- [RECORDS SHOWN]
=====
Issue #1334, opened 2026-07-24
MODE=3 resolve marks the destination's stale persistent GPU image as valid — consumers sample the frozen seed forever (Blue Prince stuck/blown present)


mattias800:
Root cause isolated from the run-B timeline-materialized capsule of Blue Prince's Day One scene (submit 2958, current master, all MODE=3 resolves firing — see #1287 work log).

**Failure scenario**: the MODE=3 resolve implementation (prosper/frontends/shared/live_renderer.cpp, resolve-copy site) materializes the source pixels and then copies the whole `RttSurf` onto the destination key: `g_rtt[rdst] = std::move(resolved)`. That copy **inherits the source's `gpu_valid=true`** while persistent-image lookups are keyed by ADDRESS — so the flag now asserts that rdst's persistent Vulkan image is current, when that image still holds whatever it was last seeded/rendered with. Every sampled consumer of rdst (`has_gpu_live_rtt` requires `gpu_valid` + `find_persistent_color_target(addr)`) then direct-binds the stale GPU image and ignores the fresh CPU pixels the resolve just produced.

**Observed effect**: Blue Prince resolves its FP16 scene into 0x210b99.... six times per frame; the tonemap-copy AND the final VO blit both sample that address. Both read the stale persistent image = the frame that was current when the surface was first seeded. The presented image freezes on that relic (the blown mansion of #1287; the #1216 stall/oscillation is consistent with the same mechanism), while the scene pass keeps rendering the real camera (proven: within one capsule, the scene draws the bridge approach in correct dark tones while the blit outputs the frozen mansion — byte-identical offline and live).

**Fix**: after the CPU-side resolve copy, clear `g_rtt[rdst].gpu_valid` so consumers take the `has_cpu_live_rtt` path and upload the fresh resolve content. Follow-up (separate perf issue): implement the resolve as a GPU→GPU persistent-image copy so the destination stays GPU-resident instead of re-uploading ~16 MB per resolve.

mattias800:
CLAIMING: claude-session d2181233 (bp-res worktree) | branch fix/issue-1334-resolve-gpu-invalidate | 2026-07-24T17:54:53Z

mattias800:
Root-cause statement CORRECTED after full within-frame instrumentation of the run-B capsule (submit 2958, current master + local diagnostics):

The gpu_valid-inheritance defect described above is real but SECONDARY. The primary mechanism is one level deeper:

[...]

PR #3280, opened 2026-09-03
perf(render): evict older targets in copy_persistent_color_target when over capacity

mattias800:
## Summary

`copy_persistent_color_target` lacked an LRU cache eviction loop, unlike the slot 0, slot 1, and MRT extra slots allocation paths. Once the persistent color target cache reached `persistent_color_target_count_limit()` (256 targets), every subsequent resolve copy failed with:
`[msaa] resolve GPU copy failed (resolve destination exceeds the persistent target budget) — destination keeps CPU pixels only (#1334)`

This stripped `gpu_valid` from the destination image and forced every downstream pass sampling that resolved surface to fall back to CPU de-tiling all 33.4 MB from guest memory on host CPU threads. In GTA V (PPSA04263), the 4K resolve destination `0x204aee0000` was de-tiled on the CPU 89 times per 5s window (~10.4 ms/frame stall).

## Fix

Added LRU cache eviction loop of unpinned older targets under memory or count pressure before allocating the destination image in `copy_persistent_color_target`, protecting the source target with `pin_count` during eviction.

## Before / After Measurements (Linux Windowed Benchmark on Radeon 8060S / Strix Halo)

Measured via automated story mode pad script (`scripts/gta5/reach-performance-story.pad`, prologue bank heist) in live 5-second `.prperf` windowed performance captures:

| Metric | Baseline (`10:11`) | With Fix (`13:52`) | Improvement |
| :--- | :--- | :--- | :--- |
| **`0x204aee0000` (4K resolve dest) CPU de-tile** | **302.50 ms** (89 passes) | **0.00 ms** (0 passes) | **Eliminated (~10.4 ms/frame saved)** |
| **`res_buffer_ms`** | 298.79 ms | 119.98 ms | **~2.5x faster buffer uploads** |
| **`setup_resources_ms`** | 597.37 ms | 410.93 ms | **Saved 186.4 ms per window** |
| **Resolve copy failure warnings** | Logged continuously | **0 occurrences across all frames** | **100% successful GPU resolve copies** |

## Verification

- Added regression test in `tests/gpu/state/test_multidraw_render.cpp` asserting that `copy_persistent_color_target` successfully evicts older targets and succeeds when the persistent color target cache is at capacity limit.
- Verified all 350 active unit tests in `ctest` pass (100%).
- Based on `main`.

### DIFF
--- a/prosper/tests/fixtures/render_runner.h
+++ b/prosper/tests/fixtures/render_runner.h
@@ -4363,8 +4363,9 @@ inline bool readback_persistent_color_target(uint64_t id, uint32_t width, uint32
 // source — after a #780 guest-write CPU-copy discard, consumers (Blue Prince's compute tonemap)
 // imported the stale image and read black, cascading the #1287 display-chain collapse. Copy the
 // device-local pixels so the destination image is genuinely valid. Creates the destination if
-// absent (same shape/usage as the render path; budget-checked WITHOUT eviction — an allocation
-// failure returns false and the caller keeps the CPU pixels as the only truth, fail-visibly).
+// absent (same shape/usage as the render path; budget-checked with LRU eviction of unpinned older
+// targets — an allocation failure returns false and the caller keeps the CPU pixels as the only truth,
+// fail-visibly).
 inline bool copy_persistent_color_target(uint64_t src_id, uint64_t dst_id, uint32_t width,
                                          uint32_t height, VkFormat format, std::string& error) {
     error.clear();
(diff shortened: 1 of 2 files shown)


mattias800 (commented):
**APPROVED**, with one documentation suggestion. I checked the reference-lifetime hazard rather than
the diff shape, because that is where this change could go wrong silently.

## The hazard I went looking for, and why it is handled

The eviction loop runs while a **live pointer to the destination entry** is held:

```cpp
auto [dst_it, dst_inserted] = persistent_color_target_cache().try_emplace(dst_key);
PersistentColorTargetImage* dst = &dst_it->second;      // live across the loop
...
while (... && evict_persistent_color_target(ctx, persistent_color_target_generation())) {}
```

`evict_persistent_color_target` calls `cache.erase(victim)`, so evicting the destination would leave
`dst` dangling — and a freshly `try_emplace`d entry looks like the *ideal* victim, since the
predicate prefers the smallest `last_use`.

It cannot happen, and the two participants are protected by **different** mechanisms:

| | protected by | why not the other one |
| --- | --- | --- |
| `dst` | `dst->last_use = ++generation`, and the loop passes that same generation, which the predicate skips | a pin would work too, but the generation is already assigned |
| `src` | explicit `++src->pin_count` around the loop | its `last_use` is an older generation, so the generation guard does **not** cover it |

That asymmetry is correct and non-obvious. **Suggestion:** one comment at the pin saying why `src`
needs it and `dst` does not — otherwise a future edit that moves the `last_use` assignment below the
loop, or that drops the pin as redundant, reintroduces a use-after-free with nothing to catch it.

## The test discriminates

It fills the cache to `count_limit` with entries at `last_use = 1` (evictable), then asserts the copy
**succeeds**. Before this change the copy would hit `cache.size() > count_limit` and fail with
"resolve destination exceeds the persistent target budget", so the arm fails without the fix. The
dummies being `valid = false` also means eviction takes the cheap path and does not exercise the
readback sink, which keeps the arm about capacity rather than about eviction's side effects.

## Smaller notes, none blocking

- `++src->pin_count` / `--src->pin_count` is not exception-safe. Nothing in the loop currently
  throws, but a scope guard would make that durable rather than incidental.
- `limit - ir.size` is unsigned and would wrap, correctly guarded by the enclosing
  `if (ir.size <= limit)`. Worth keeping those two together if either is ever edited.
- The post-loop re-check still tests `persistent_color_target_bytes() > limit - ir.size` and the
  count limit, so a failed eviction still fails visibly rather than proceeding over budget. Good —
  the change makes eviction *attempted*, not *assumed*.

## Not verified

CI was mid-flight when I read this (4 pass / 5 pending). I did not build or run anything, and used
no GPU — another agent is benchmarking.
=====
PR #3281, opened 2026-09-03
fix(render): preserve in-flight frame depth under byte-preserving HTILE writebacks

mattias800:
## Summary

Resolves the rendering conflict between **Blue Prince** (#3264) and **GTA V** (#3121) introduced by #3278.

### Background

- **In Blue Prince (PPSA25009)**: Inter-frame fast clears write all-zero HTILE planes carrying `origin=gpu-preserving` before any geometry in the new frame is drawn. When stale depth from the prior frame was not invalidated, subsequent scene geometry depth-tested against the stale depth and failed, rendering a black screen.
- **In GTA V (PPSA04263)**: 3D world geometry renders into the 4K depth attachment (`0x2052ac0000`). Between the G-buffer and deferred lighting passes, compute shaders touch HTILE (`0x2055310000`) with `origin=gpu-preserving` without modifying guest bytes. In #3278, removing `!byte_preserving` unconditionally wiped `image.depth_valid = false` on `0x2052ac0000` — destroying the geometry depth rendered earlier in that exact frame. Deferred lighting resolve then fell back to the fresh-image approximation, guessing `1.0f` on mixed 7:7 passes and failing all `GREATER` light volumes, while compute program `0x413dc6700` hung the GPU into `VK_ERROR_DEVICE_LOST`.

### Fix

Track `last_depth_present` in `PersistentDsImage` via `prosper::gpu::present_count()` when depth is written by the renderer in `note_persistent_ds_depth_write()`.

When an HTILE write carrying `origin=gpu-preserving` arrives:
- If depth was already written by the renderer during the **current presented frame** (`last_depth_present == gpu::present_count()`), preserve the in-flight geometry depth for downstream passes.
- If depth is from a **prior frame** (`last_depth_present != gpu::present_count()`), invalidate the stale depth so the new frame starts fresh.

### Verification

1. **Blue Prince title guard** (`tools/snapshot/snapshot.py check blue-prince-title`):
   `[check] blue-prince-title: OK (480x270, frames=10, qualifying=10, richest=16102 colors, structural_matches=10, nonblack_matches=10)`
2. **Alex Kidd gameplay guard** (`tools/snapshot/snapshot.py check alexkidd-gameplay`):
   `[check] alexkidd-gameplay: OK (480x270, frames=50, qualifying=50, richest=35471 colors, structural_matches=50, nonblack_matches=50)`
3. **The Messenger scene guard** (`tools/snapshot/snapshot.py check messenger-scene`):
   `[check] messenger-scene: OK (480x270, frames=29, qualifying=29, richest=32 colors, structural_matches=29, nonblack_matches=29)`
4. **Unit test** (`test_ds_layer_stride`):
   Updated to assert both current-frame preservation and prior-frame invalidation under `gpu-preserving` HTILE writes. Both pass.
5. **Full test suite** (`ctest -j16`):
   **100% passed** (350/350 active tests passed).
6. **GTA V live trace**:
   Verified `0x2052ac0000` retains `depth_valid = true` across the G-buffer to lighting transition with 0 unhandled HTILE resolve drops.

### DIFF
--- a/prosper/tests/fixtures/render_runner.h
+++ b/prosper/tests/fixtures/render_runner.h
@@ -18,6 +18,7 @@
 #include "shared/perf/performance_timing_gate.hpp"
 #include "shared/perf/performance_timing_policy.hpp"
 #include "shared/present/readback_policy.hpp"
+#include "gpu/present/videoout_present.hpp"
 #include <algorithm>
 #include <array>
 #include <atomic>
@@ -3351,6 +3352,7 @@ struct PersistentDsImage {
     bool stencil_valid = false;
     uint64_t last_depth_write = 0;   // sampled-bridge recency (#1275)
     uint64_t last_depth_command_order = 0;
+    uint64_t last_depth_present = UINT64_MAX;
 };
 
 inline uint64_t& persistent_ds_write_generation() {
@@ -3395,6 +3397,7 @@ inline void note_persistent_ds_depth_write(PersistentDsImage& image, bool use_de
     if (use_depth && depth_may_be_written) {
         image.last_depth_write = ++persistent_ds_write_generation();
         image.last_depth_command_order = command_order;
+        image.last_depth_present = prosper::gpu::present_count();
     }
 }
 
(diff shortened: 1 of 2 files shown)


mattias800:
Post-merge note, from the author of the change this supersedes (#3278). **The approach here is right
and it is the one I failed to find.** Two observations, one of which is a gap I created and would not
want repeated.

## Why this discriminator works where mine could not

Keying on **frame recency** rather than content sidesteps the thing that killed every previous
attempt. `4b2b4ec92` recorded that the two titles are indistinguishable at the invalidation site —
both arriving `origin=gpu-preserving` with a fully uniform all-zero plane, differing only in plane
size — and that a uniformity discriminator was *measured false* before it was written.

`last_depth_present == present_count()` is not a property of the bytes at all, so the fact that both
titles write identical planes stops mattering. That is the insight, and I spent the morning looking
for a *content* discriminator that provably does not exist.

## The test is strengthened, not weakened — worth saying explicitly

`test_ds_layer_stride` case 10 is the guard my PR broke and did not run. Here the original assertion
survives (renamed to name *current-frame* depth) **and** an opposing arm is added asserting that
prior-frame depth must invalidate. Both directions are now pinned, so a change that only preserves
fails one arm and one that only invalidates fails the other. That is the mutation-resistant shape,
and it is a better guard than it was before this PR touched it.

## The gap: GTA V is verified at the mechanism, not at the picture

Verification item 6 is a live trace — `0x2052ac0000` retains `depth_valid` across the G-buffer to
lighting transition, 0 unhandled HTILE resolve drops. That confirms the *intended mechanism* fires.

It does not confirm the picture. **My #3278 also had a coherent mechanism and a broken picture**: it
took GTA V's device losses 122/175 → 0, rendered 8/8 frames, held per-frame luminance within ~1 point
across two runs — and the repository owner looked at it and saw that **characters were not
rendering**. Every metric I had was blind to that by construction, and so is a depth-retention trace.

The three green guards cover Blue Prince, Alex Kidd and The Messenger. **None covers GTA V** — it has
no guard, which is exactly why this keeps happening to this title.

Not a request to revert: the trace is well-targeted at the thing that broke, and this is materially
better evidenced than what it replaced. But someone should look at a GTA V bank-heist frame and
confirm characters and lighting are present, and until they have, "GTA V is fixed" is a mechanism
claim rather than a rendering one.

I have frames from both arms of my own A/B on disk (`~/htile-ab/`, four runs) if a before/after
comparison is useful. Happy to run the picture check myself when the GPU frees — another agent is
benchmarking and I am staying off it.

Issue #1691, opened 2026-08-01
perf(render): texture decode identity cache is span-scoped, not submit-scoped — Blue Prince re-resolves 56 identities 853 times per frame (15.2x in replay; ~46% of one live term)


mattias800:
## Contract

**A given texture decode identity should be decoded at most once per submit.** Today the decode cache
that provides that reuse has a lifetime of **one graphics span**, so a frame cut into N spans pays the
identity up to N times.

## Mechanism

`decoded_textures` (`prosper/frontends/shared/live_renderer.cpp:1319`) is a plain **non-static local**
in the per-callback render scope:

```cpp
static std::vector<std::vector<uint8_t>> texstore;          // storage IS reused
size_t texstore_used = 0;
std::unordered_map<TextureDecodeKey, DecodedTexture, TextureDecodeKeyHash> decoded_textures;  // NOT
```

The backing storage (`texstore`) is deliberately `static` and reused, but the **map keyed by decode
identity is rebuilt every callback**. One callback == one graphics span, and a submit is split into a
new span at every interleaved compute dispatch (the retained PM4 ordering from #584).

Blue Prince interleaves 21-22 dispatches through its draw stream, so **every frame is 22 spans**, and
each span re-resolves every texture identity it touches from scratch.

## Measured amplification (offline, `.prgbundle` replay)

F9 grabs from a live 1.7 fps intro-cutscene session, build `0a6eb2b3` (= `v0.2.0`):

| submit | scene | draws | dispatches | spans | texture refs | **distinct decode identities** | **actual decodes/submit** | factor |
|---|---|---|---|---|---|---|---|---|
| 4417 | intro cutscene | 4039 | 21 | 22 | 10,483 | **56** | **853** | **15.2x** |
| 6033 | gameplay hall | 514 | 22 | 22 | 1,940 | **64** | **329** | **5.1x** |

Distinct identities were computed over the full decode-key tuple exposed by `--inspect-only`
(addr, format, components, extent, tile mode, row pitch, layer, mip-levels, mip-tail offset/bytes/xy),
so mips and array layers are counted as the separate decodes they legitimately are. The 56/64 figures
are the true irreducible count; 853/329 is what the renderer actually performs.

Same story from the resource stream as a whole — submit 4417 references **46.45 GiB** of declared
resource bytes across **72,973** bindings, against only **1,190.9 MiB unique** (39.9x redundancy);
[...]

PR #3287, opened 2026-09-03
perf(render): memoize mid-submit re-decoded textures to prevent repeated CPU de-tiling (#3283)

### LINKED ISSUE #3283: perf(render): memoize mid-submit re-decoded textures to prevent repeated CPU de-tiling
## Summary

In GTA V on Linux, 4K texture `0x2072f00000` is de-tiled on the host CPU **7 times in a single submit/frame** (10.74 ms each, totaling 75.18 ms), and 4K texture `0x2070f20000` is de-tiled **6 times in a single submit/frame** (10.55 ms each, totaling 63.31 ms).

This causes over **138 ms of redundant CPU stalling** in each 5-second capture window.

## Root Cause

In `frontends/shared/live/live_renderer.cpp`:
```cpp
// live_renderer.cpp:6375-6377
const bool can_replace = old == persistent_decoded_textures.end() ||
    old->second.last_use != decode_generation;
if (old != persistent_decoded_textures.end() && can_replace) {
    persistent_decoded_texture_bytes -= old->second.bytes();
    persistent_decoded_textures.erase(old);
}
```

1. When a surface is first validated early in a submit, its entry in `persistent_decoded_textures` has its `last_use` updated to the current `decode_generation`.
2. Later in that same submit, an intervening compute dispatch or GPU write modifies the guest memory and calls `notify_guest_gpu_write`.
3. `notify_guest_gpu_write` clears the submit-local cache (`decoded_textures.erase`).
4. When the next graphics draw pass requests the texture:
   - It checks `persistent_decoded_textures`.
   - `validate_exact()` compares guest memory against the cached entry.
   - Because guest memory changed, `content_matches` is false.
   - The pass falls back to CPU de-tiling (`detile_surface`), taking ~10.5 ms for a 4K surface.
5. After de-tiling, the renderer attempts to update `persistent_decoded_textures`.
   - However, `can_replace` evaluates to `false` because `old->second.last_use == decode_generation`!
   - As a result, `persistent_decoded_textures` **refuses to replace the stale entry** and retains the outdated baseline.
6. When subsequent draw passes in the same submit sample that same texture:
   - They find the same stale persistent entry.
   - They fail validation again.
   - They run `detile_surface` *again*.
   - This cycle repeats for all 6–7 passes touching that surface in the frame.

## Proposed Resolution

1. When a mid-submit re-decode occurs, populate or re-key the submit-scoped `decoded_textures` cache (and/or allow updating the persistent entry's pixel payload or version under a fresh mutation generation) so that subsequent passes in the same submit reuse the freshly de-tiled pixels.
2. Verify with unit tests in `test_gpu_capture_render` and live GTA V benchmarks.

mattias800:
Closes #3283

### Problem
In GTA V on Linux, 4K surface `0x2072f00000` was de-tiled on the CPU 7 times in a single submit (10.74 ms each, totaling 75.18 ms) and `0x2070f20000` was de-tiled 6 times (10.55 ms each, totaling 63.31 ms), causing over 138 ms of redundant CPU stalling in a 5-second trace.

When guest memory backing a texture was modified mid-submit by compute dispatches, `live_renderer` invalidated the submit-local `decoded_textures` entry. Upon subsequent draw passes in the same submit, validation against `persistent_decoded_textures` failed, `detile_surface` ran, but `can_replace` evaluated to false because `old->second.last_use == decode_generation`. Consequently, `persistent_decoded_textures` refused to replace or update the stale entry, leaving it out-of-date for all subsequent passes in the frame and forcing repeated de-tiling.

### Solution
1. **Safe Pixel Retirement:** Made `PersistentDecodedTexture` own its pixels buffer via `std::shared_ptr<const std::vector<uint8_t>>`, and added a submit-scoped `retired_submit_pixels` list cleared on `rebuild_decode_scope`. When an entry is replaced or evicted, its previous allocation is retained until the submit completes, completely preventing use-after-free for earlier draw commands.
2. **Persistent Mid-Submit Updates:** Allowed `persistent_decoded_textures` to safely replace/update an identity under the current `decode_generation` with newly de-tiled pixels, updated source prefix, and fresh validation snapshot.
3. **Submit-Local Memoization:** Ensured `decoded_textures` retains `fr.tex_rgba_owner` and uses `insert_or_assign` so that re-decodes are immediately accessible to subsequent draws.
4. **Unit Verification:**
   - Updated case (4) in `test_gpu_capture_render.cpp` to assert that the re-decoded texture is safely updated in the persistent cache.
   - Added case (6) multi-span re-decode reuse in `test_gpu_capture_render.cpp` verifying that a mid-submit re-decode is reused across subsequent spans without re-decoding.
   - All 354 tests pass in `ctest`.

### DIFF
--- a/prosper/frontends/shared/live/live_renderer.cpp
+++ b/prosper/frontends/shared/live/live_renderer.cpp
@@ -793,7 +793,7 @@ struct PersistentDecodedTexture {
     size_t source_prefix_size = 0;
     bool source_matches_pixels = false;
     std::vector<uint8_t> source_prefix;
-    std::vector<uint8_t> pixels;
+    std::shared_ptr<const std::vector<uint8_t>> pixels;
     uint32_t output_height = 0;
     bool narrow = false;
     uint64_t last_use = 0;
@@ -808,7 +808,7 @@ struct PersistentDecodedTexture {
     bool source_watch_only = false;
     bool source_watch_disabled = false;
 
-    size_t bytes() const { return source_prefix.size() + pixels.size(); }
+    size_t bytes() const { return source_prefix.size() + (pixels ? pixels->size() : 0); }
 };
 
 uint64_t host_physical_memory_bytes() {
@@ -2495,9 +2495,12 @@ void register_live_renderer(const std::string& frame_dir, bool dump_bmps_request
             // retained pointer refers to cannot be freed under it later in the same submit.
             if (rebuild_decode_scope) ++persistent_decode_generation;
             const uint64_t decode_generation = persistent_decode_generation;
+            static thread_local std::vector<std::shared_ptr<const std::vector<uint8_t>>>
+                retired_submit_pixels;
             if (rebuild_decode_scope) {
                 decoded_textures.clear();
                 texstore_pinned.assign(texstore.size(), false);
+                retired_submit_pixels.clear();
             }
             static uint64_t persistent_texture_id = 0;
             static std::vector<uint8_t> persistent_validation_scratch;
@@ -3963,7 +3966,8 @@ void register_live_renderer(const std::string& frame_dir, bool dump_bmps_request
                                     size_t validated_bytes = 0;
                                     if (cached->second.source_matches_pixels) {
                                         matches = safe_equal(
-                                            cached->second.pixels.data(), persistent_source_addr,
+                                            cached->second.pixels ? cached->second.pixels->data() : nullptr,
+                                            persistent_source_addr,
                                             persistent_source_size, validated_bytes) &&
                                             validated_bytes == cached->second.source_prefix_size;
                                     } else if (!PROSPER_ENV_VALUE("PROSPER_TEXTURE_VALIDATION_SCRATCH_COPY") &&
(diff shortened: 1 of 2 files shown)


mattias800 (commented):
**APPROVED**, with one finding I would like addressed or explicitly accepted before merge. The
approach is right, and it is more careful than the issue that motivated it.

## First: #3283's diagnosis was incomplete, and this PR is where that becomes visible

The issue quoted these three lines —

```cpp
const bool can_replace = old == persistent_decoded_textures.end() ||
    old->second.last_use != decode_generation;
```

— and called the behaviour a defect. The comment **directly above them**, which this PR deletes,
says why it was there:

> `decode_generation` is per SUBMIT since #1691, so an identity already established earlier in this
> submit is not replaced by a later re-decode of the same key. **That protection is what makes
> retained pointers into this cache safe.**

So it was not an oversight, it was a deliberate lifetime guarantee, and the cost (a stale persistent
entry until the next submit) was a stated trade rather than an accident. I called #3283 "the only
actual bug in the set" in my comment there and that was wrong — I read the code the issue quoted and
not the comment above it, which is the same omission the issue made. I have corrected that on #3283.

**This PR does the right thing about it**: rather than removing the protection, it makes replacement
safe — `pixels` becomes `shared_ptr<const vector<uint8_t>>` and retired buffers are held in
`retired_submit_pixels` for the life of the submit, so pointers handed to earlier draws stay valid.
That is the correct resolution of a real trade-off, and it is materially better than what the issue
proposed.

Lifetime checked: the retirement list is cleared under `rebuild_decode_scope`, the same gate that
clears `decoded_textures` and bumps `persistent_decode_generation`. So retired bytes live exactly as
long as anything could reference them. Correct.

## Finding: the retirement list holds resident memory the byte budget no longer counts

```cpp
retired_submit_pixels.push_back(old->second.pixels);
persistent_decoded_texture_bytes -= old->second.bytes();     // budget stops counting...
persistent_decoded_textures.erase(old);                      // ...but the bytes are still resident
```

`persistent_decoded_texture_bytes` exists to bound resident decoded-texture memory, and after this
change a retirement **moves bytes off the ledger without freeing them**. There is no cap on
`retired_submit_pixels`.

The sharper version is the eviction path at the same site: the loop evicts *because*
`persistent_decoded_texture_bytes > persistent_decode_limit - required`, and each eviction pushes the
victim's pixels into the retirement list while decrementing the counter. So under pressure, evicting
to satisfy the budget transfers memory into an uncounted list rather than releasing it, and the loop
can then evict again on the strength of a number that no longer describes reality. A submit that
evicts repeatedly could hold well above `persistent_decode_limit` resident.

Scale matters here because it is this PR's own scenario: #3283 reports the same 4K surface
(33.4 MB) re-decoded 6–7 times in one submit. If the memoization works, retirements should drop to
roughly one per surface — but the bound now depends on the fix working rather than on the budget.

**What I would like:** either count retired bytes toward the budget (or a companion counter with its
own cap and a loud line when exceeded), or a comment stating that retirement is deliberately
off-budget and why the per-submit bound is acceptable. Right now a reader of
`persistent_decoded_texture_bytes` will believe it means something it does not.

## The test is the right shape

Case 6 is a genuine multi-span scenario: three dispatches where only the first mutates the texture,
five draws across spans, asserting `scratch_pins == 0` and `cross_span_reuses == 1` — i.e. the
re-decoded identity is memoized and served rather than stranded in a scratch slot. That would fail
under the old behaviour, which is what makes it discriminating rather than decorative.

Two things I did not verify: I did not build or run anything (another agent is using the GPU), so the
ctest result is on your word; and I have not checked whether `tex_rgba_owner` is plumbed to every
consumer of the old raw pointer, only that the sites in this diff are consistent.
=====
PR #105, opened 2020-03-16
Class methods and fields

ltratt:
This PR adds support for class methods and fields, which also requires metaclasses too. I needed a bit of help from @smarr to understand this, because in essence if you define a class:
=====
- [EXERCISE GOAL]
The exact lines of the material above starting at the one that contains "Scale matters here" and ending at the one that contains "roughly one per" are what to retype; leave out everything else.

- [TASK RESULT]
Scale matters here because it is this PR's own scenario: #3283 reports the same 4K surface
(33.4 MB) re-decoded 6–7 times in one submit. If the memoization works, retirements should drop to
roughly one per surface — but the bound now depends on the fix working rather than on the budget.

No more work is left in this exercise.